From c9311ad31bf1efcabdadc553421dd7a27f18299d Mon Sep 17 00:00:00 2001
From: =?UTF-8?q?=E7=9F=A5=E5=BE=AE?= <zhiwei@mofin.local>
Date: Sun, 21 Jun 2026 00:05:17 +0800
Subject: [PATCH] =?UTF-8?q?xiaoguo=5Fnews=5Fprocessor:=20=E5=B8=A6?=
 =?UTF-8?q?=E5=85=A8=E6=96=87=E5=88=86=E6=9E=905=E7=AF=8712=E7=A7=92?=
 =?UTF-8?q?=EF=BC=8C=E6=91=98=E8=A6=81=E4=B8=8D=E9=99=90=E5=AD=97=E6=95=B0?=
MIME-Version: 1.0
Content-Type: text/plain; charset=UTF-8
Content-Transfer-Encoding: 8bit

---
 xiaoguo_news_processor.py | 45 ++++++++++++++++++++++++++++-----------
 1 file changed, 32 insertions(+), 13 deletions(-)

diff --git a/xiaoguo_news_processor.py b/xiaoguo_news_processor.py
index 7c0942c..e0393c5 100644
--- a/xiaoguo_news_processor.py
+++ b/xiaoguo_news_processor.py
@@ -43,20 +43,25 @@ def get_conn():
 
 
 def search_akshare_news(code, max_results=3):
-    """用 akshare 搜个股新闻"""
-    titles = []
+    """用 akshare 搜个股新闻（含全文）"""
+    articles = []
     if not HAS_AKSHARE:
-        return titles
+        return articles
     try:
         clean_proxy()
         df = ak.stock_news_em(symbol=code)
         for _, r in df.head(max_results).iterrows():
             title = r.get('新闻标题', '')
+            content = r.get('新闻内容', '')
             if title and len(title) > 5:
-                titles.append({"title": title, "url": r.get('新闻链接', '')})
+                articles.append({
+                    "title": title,
+                    "content": content,
+                    "url": r.get('新闻链接', '')
+                })
     except:
         pass
-    return titles
+    return articles
 
 
 def extract_json(text):
@@ -90,11 +95,17 @@ def call_xiaoguo(articles):
     """调小果LLM：给摘要+情感"""
     lines = []
     for a in articles:
-        # 清理标题：去掉股票代码（6位数字+前后空格）
         title = re.sub(r'\b\d{6}\b', '', a['title']).strip()
         title = re.sub(r'\s+', ' ', title)
-        lines.append(f"{len(lines)+1}. {title}")
-    prompt = "\n".join(lines) + "\n\n逐篇给一句话摘要和情感（positive/negative/neutral）。
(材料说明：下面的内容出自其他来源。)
Issue #892, opened 2018-08-18
no_init() triggers rchk errors


krlmlr:
Example package: https://github.com/krlmlr/RcppNoInitTest.

When using `no_init()` for declaring a variable with assignment, [rchk](https://github.com/kalibera/rchk) (with clang 6.0 on Ubuntu 18.04) detects an error. This goes away if `no_init()` is used in a copy constructor. 

```c++
IntegerVector ret_bad = no_init(1); // rchk detects problem
IntegerVector ret_ok(no_init(1)); // rchk detects no problem
```

I have created a test package to replicate the problem.

- https://github.com/krlmlr/RcppNoInitTest/commit/6856fbc0f1c3f4e96294914450ca0e0ce0a04ec8: First syntax, rchk sees a problem, see `.bcheck` file
- https://github.com/krlmlr/RcppNoInitTest/commit/6e77a951e0d5b65e272f9007ef1fbc7a7e4f4970: Second syntax, this particular rchk problem goes away (but still plenty of other problems)
- https://github.com/krlmlr/RcppNoInitTest/commit/1c3af740109bb3e626448d6900bc4f7b9a4784c8: First syntax with _Rcpp_ patch https://github.com/krlmlr/Rcpp/commit/5dbfca11da325a8e72a49b90ccdd1e8714f4089c, this particular rchk problem seems resolved
- https://github.com/krlmlr/RcppNoInitTest/commit/38aa1175660d07e95b63ab0ab890b403b7203729: Resolving more false positives with _Rcpp_ patch https://github.com/krlmlr/Rcpp/commit/4c4721aab4777fb60592511bbe571b98b1270bee

This is important to me, because _dplyr_ on CRAN shows these `rchk` errors: https://raw.githubusercontent.com/kalibera/cran-checks/master/rchk/results/dplyr.out.

I'll submit a PR for discussion pointing to this issue. Please advise.

eddelbuettel:
Taken care of by #893. Thanks!

PR #893, opened 2018-08-18
Rewrite no_init() and other functions to reduce false positives

krlmlr:
Reference: #892.

### DIFF
--- a/inst/include/Rcpp/exceptions.h
+++ b/inst/include/Rcpp/exceptions.h
@@ -243,7 +243,7 @@ namespace internal {
     inline bool is_Rcpp_eval_call(SEXP expr) {
         SEXP sys_calls_symbol = Rf_install("sys.calls");
         SEXP identity_symbol = Rf_install("identity");
-        SEXP identity_fun = Rf_findFun(identity_symbol, R_BaseEnv);
+        Shield<SEXP> identity_fun(Rf_findFun(identity_symbol, R_BaseEnv));
         SEXP tryCatch_symbol = Rf_install("tryCatch");
         SEXP evalq_symbol = Rf_install("evalq");
 
--- a/inst/include/Rcpp/protection/Shield.h
+++ b/inst/include/Rcpp/protection/Shield.h
@@ -26,6 +26,8 @@ namespace Rcpp{
     }
 
     inline void Rcpp_unprotect(int i){
+        // Prefer this function over UNPROTECT() in Rcpp so that all
+        // balance checks errors by rchk are contained at one location (#892)
         UNPROTECT(i);
     }
 
--- a/inst/include/Rcpp/protection/Shield.h
+++ b/inst/include/Rcpp/protection/Shield.h
@@ -25,7 +25,7 @@ namespace Rcpp{
         return x ;
     }
 
-    inline SEXP Rcpp_unprotect(int i){
+    inline void Rcpp_unprotect(int i){
         UNPROTECT(i);
     }
 
--- a/inst/include/Rcpp/protection/Shield.h
+++ b/inst/include/Rcpp/protection/Shield.h
@@ -25,12 +25,16 @@ namespace Rcpp{
         return x ;
     }
 
+    inline SEXP Rcpp_unprotect(int i){
+        UNPROTECT(i);
+    }
+
     template <typename T>
     class Shield{
     public:
         Shield( SEXP t_) : t(Rcpp_protect(t_)){}
         ~Shield(){
-            if( t != R_NilValue ) UNPROTECT(1) ;
+            if( t != R_NilValue ) Rcpp_unprotect(1) ;
         }
 
         operator SEXP() const { return t; }
--- a/inst/include/Rcpp/vector/no_init.h
+++ b/inst/include/Rcpp/vector/no_init.h
@@ -37,6 +37,8 @@ public:
 
     template <int RTYPE>
     operator Vector<RTYPE, PreserveStorage>() const {
+        // Explicitly protect temporary vector to avoid false positive
+        // with rchk (#892)
         SEXP x = PROTECT(Rf_allocVector(RTYPE, size));
         Vector<RTYPE, PreserveStorage> ret(x);
         UNPROTECT(1);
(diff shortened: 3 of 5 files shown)


inst/include/Rcpp/protection/Shield.h
```diff
@@ -25,12 +25,16 @@ namespace Rcpp{
         return x ;
     }
 
+    inline SEXP Rcpp_unprotect(int i){
```
eddelbuettel: This function wants to be `void` or else `g++` yells at you.

eddelbuettel: You can cherry-pick it from 0df99c8f247f4af9a0e8b7d362086056e435b08a

inst/include/Rcpp/vector/no_init.h
```diff
@@ -35,9 +35,12 @@ class no_init_vector {
         return size;
     }
 
-    template <int RTYPE, template <class> class StoragePolicy >
-    operator Vector<RTYPE, StoragePolicy>() const {
-        return Rf_allocVector(RTYPE, size) ;
+    template <int RTYPE>
+    operator Vector<RTYPE, PreserveStorage>() const {
```
kevinushey: Why change the template parameters here? Do we need separate operators for each of the storage policies?

kevinushey:
My understanding is that rchk was primarily designed to diagnose C rather than C++ code. I would prefer not making these kinds of changes just to appease the tool unless we really have a good reason.

inst/include/Rcpp/vector/no_init.h
krlmlr: I think `no_init()` should always return a properly protected vector, that's why I removed this template parameter. But I'm not sure.

inst/include/Rcpp/protection/Shield.h
krlmlr: Thanks, done.

krlmlr:
Thanks. I'll address the matrix case and also try to simplify the code more.

I still think we need to return an object with protection, if we keep the `StoragePolicy` template argument we might end up with unprotected objects again.

I don't understand "keep `Rf_allocVector()`": the code still uses `Rf_allocVector()` but just protects it explicitly.

kevinushey:
> We've been asked about these when submitting dplyr 0.7.6

Since CRAN is enforcing these checks I agree we should do what we can to reduce false positives.

inst/include/Rcpp/exceptions.h
```diff
@@ -243,7 +243,7 @@ namespace internal {
     inline bool is_Rcpp_eval_call(SEXP expr) {
         SEXP sys_calls_symbol = Rf_install("sys.calls");
         SEXP identity_symbol = Rf_install("identity");
-        SEXP identity_fun = Rf_findFun(identity_symbol, R_BaseEnv);
+        Shield<SEXP> identity_fun(Rf_findFun(identity_symbol, R_BaseEnv));
         SEXP tryCatch_symbol = Rf_install("tryCatch");
```
kevinushey: Does `rchk` warn about the unprotected use of 'install' here?

inst/include/Rcpp/vector/no_init.h
```diff
@@ -35,9 +35,14 @@ class no_init_vector {
...
+        // Explicitly protect temporary vector to avoid false positive
+        // with rchk (#892)
+        SEXP x = PROTECT(Rf_allocVector(RTYPE, size));
```
kevinushey: What about using `Shield<SEXP>` here rather than raw protect / unprotect?

inst/include/Rcpp/vector/no_init.h
kevinushey: The intention is that the caller can indicate whether they want protection or want -- by default, they get a protected vector; if they don't want one then they can request conversion to the `NoPreserveStorage` variant.

IIUC, since this function was previously returning a raw SEXP, the associated constructor would be called on that return value and that constructor would take care of preserving the underlying storage when required.

eddelbuettel: As I recall, the "feature" of `no_init()` was to save the handful of cycles needed to set the memory to zero, but not to alter anything on protection or lack thereof.

inst/include/Rcpp/vector/no_init.h
krlmlr: Need to check if `rchk` is satisfied.

inst/include/Rcpp/vector/no_init.h
krlmlr: `no_init()` effectively returns an uninitialized vector (via constructing a temporary and calling `operator Vector<...>()` on it). To be on the very safe side, this uninitialized vector needs to be protected during its lifetime; the protection state of the target is of no relevance. This corner case is perhaps irrelevant.

`Vector::Vector(SEXP)` seems to coerce (in the very generic case, not affecting us, but may be hard to tell for `rchk`). Maybe `rchk` thinks (or sees) that this constructor is involved in `Vector<...> x = no_init(...)`?

Happy to revert to the original implementation (with the second template parameter), but I'll check first if `rchk` eats this.

inst/include/Rcpp/exceptions.h
krlmlr: I was confused. No, `rchk` knows that the `Rf_install()` result is protected already, but `Rf_install()` could be an allocation (in theory) which could clean up the result of `Rf_findFun()`.

eddelbuettel:
Err, don't you test locally before sending a commit ?

krlmlr:
Guilty as charged.

eddelbuettel:
I may not be entirely innocent of the practice either but I hate the red outcomes with such a vengeance that I try avoid this.  Nice use of `git commit --amend` though :)

eddelbuettel:
I will set up another reverse-depends check. Not expecting any trouble.  Should be ready to merge.

@kevinushey @jjallaire @thirdwing @nathan-russell  and anybody else: Comments? Concerns?

eddelbuettel:
I canceled and restarted that one, and (of course) just after I canceled it completed.  It had `exit`-ed fine with value of zero but was hanging there...

eddelbuettel:
No new issue in level-one reverse depends check, results at https://github.com/RcppCore/rcpp-logs/commit/1d9d5fafc197be32d8cd23fc1feb162d397e1441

JSON数组。"
+        content = (a.get('content') or '')[:200]
+        # 给正文加标点分隔（akshare正文无标点，模型推理会卡）
+        if content and not any(c in content for c in '。，！？；'):
+            content = '。'.join([content[i:i+20] for i in range(0, len(content), 20)])
+        if content:
+            lines.append(f"{len(lines)+1}. {title}\n   {content}")
+        else:
+            lines.append(f"{len(lines)+1}. {title}")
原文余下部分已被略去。